消息は不明なままらしい・・・

カテゴリー「不思議体験」

花見の席で上司のAさんに聞いた話。

学生の頃、Aさんは吹奏楽部に所属していた。
山あいの小さな村にある学校だった為、敷地は狭く、部員は、裏山の山頂の休憩所のような所で練習をしていたそうだ。
そこは桜の名所で3月の終わりともなれば提灯が飾られ、花見客でそれなりに賑わう。

Aさんは一番の親友で、部活仲間のBと咲き始めた桜を見ながら、また数日間は練習が難しくなると話していた。
するとBは学校が始まる前に練習することを持ちかけてきた。
朝が弱いAさんは気乗りしなかったがBのやる気に押され、次の日Bと朝練をする約束をした。

次の日、案の定遅刻してしまったAさんが「すまーん」と叫びながら山頂に来ると、Bが、ボーっとトランペットを抱えたまま座っているのが見えた。

A:「何してるんだ?」

B:「すごい美人を見た。

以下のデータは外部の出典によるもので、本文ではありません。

PR #6807, opened 2023-10-19
[W.I.P] Fix: Waived control executes describe block

Vasu1105:
## Description

Evaluates the describe block only if the waived control run is set to true or the waiver is expired. This ensures the describe block of the waived control should not be executed.

Waived control should not be executed and skipped without execution of describe block.

This change helps in eliminating the efforts to use options --filter-waived-controls and --retain-waiver-data.
## Types of changes

## Checklist:

### DIFF
--- a/lib/inspec/rule.rb
+++ b/lib/inspec/rule.rb
@@ -46,12 +46,11 @@ module Inspec
       return unless block_given?
 
       begin
-        instance_eval(&block)
-
-        # By applying waivers *after* the instance eval, we assure that
-        # waivers have higher precedence than only_if.
         __apply_waivers
 
+        unless waiver_is_valid?
+          instance_eval(&block)
+        end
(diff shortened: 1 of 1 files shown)


lib/inspec/rule.rb
```diff
@@ -46,12 +46,11 @@ def initialize(id, profile_id, resource_dsl, opts, &block)
       return unless block_given?
 
       begin
-        instance_eval(&block)
-
-        # By applying waivers *after* the instance eval, we assure that
-        # waivers have higher precedence than only_if.
```
Vasu1105, line 52: Not seen any impact on the precedence even if _apply_waivers is called before instance_eval. Calling _apply_waivers here is required to get all the waiver data so that only in the valid condition we will evaluate the describe block, for example, if the run is set to true and if waiver is expired.

PR #6815, opened 2023-10-20
Pin Thor to < 1.3.0 to fix test failures related to aliases

Vasu1105:
## Description

In Thor's recent [release](https://rubygems.org/gems/thor) version 1.3.0 they introduced [changes](https://github.com/rails/thor/releases/tag/v1.3.0) related to aliases here https://github.com/rails/thor/pull/800
that started breaking the inspec test for aliases.  This PR pins the version of Thor to be < 1.3.0 and then we can identify the impact of the Thor changes in InSpec and then remove the pinning.

## Types of changes

## Checklist:


ahasunos (approved):
This is one of the potential fix which fixes the CI test. Thor 1.3.0 released recently breaks our current test.

If we are sure that fixing only the test is not going to affect our other functionality, we can go ahead and fix the test and remove the constraint to use thor below 1.3.0

ahasunos:
This will require a backport to inspec-5 and inspec-4

PR #6816, opened 2023-10-23
CHEF-6437: Implement different version of `inspec export`

ahasunos:
## Description

This PR implements a different version of `inspec export` where we parse a profile manually to reproduce equivalent data as the legacy export.

Building on that, we then take that parser-based implementation and re-implement `inspec check` to similarly read a profile.

## Related Issue

CHEF-6437: Modify inspec export to be parser-based

## Types of changes

## Checklist:

### DIFF
--- a/lib/inspec/profile.rb
+++ b/lib/inspec/profile.rb
@@ -611,6 +611,18 @@ module Inspec
       controls
     end
 
+    def include_group_data?(group_data)
+      unless include_controls_list.empty?
+        # {:id=>"controls/example-tmp.rb", :title=>"/ profile", :controls=>["tmp-1.0"]}
+        # Check if the group should be included based on the controls it contains
+        group_data[:controls].any? do |control_id|
+          include_controls_list.any? { |id| id.match?(control_id) }
+        end
+      else
+        true
+      end
+    end
+
     def update_groups_from(control_filename, src)
       group_data = {
         id: control_filename,
@@ -622,7 +634,7 @@ module Inspec
       group_controls = @info_from_parse[:controls].select { |control| control[:source_location][:ref] == source_location_ref }
       group_data[:controls] = group_controls.map { |control| control[:id] }
 
-      @info_from_parse[:groups].push(group_data)
+      @info_from_parse[:groups].push(group_data) if include_group_data?(group_data)
     end
 
     def cookstyle_linting_check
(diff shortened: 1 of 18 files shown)


lib/inspec/profile.rb
```diff
@@ -514,6 +515,116 @@ def info(res = params.dup) # rubocop:disable Metrics/CyclomaticComplexity, Metri
...
+          input_collector.process(n)
+        }
+
+        # For each control ID
+        #  Look for per-control metadata
+        # Filter controls by --controls, list of controls to include is available in include_controls_list
+
+        # NOTE: This is a hack to duplicate refs.
+        # TODO: Fix this in the ref collector or the way we traverse the AST
+        @info_from_parse[:controls].each { |control| control[:refs].uniq! }
```
sathish-progress, line 589: by any chance these duplicate control keys have different values ? because `uniq!` is going to keep the last occurrence of that key.

ahasunos: I tested the legacy and current behaviour for a profile with tags as below:

```
 tag severity: nil
 tag data: "tag2"
 tag data: "tag3"
```

The output for legacy and latest export is same which is:

```
"tags": {
        "severity": null,
        "data": "tag3"
      }
```

aaronlippold:
This is always been the case as the value of data gets overwritten. 

If the implementation goal is that data will becoming an array of strings that would be a change. 

At the moment the union of these does not happen by default.

It could be argued that this would be a welcome addition logically But it would be a change of behavior

aaronlippold:
It may be also very useful to allow export to spit out the AST as well some people like myself, might find it useful

clintoncwolfe:
> It may be also very useful to allow export to spit out the AST as well some people like myself, might find it useful

Actually, InSpec doesn't need to dump the AST, since there is a tool that already does that. You want the ruby-parse tool, which comes with the `parser` gem. It does exactly that. 

```
ruby-parse test/fixtures/profiles/old-examples/profile/controls/example-tmp.rb
(begin
  (send nil :title
    (str "/ profile"))
  (block
    (send nil :control
      (str "tmp-1.0"))
    (args)
    (begin
    (..... snip .... )
```

clintoncwolfe (approved):
Long journey, but the compatibility is pretty close at this point.

PR #6829, opened 2023-10-25
CHEF-6493: Support `--legacy-export` option in `inspec archive`

ahasunos:
## Description

This PR adds support for `--legacy-export` flag for including the **inspec.json** file as part of the archive using the information from the legacy export procedure i.e. the results of running `inspec export --legacy-export`.

## Related Issue

CHEF-6493: Modify inspec archive to use `--legacy-export` option

## Types of changes

## Checklist:

### DIFF
--- a/lib/inspec/profile.rb
+++ b/lib/inspec/profile.rb
@@ -809,9 +809,11 @@ module Inspec
       # TODO ignore all .files, but add the files to debug output
 
       # Generate temporary inspec.json for archive
-      if opts[:export]
+      export_opt_enabled = opts[:export] || opts[:legacy_export]
+      if export_opt_enabled
+        info_for_profile_summary = opts[:export] ? info_from_parse : info
         Inspec::Utils::JsonProfileSummary.produce_json(
-          info: info, # TODO: conditionalize and call info_from_parse
+          info: info_for_profile_summary,
           write_path: "#{root_path}inspec.json",
           suppress_output: true
         )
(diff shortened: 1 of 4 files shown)


lib/inspec/profile.rb
```diff
@@ -808,9 +808,11 @@ def archive(opts)
       # TODO ignore all .files, but add the files to debug output
 
       # Generate temporary inspec.json for archive
-      if opts[:export]
+      export_opt_enabled = opts[:export] || opts[:legacy_export]
+      if export_opt_enabled
+        info_for_profile_summary = opts[:export] ? info_from_parse : info
```
clintoncwolfe: This is wrong - the conditional should be:
```
opts[:legacy_export] ? info : info_from_parse
```

ahasunos: I believe it is not wrong.

https://github.com/inspec/inspec/blob/532e573671ccc1c57a83f2201932cdee2705f9fb/lib/inspec/profile.rb#L813


The above line is checked only if `export_opt_enabled` is true i.e. either the flag `--export` or `--legacy-export` is passed in the cli and is part of the `opts`.

This means the conditions - 
```
opts[:export] ? info_from_parse : info
```
and 
```
opts[:legacy_export] ? info : info_from_parse
```
are both going to equivalent.

ahasunos: Let me know if you mean something else here, which I maybe missing

ahasunos: Addressed!

PR #6833, opened 2023-10-26
CHEF-7670 Ability to set feature preview flag using ENV

Nik08:
## Description

Ability to set feature preview flag using ENV. This extends the functionality of the existing Inspec feature subsystem if some feature execution needs to be conditionalised.

**Details**:
This subsystem uses `env_preview: true or env_preview: false`, set in the config file `etc/features.yaml` to determine if a feature is previewable or not.

- If it is previewable, meaning `env_preview: true`, then the feature block is only executed if the ENV value `CHEF_PREVIEW_#{FEATURE_NAME}` is set in the environment. 
- If it is not previewable, meaning `env_preview: false`, then the feature block is not executed.

In all the other scenarios, the behaviour is unaltered, i.e. it always executes block.

**Note**
Dev docs for the feature subsystem can be covered separately since a doc on this subsystem does not exist now.
Usage of a feature flag from a user perspective can be updated on a per-feature basis. The first flag will be introduced with PR #6705 

## Types of changes

## Checklist:


etc/features.yaml
```diff
@@ -85,4 +85,6 @@
     inspec-reporter-progress-bar:
       description: Use progress bar streaming reporter
     inspec-reporter-child-status:
-      description: Child status reporter used in inspec parallel reporting.
\ No newline at end of file
+      description: Child status reporter used in inspec parallel reporting.
+    inspec-profile-mandatory-signing:
+      flag: CHEF_PREVIEW_MANDATORY_PROFILE_SIGNING
```
clintoncwolfe: Please try to keep your work on separate PRs.

I'd like you to add a feature-neutral test flag. Say, CHEF_PREVIEW_TEXT_FIXTURE_FLAG. That way, you have a feature you can test with on this PR, and it has nothing to do with the other work going on elsewhere.

Then we block the mandatory signing pr until this one merges (should be fast).

Then, on the mandatory signing PR, you should introduce a new feature named for mandatory profile signing. That way all the impact of mandatory signing stays on the other PR.

clintoncwolfe: I'm wondering about the word "flag". Can we do this instead:
```
inspec-my-new-feature:
  # This will cause us to be sensitive to CHEF_PREVIEW_MY_NEW_FEATURE
  env_preview: true
  ```
  
 Then later you can do something like:
 ```
   if feat.previewable? do
     yield
    end
 ```
 
 and then in Feature.previewable?
 check to see if feat.env_preview is enabled (if false, we're not in preview, so return true)
 if the feature does support env preview, then generate the associated ENV var name and check for it, and return true if it is set.

clintoncwolfe (approved):
Just want a comment example about the transformation between a feature name and an env var, but other wise looks great!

」

Bは半ば上の空で話した。

Bが1人で練習をしていると、艶やかな着物を着た透き通るような白い肌の美人が、桜の木々の間からこちらを見ているのに気づいたという。

女性がにっこりと微笑みかけ、誘うように手をのべる。
Bが話し掛けようとした時に、Aさんが来たらしい。
はっきりと見えた筈のその姿は急に見えなくなったという。

それからAさんはBと学校に向かったが、しばらくしてBが高熱で病院に運ばれたという知らせを聞かされた。

Bはその日のうちに病院を抜け出し、行方不明になってしまった。

青年団が付近を捜索すると、裏山で桜の花びらに埋もれるようにして、Bのトランペットのケースだけが見つかったという。

それ以来、Bの消息は不明なままらしい。